MATERIAL TO PROCESS:
● ● ● ● ●
PR #2083, opened 2020-09-01
upgraded to new docs theme

alexwolfe:
## Description
I updated the docs templates to match with the upgraded Teleport docs template. This will also fix many of our SEO issues including js/css that was not minified. 

## Type of change
This is mostly a cosmetic change but will have a impact on SEO


docs/theme/toc.html
```diff
@@ -17,7 +17,7 @@ <h3 class="side-nav-section-header">
                   <a class="{% if nav_item.active%}is-active{%endif%}" href="{{ nav_item.url|url }}">{{ nav_item.title }}</a>
                 </li>
               </ul>
-              {% if nav_item.active%}
+              <!-- {% if nav_item.active%}
```
a-palchikov, line 20: if this is not needed, I'd rather remove it than comment it.

a-palchikov (approved):
hard to validate the change - if things are visual, would be helpful to see the differences but otherwise - lgtm

docs/theme/toc.html
alexwolfe: I'm keeping this around as a reference when we expand the navigation again. I'll remove all old stuff when we upgrade to the new design.

r0mant (approved):

benarent (approved):
Tested locally and everything looks good.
● ● ● ● ●
YOUR OBJECTIVE:
Reproduce the material above without altering a single character.

OUTPUT:
PR #2083, opened 2020-09-01
upgraded to new docs theme

alexwolfe:
## Description
I updated the docs templates to match with the upgraded Teleport docs template. This will also fix many of our SEO issues including js/css that was not minified. 

## Type of change
This is mostly a cosmetic change but will have a impact on SEO


docs/theme/toc.html
```diff
@@ -17,7 +17,7 @@ <h3 class="side-nav-section-header">
                   <a class="{% if nav_item.active%}is-active{%endif%}" href="{{ nav_item.url|url }}">{{ nav_item.title }}</a>
                 </li>
               </ul>
-              {% if nav_item.active%}
+              <!-- {% if nav_item.active%}
```
a-palchikov, line 20: if this is not needed, I'd rather remove it than comment it.

a-palchikov (approved):
hard to validate the change - if things are visual, would be helpful to see the differences but otherwise - lgtm

docs/theme/toc.html
alexwolfe: I'm keeping this around as a reference when we expand the navigation again. I'll remove all old stuff when we upgrade to the new design.

r0mant (approved):

benarent (approved):
Tested locally and everything looks good.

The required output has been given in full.